▶ [DIRECTIONS FOR THIS TASK]
Copy out the full set of records. Keep every word the same.

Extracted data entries
PR #2341, opened 2017-11-27
CLOUDSTACK-10160: Fix typo in Libvirt XML definition for Virtio-SCSI

wido:
The attribute for the XML element 'controller' should be 'model' and
not 'mode'.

▶ [YOUR SOLUTION]
PR #2341, opened 2017-11-27
CLOUDSTACK-10160: Fix typo in Libvirt XML definition for Virtio-SCSI

wido:
The attribute for the XML element 'controller' should be 'model' and
not 'mode'.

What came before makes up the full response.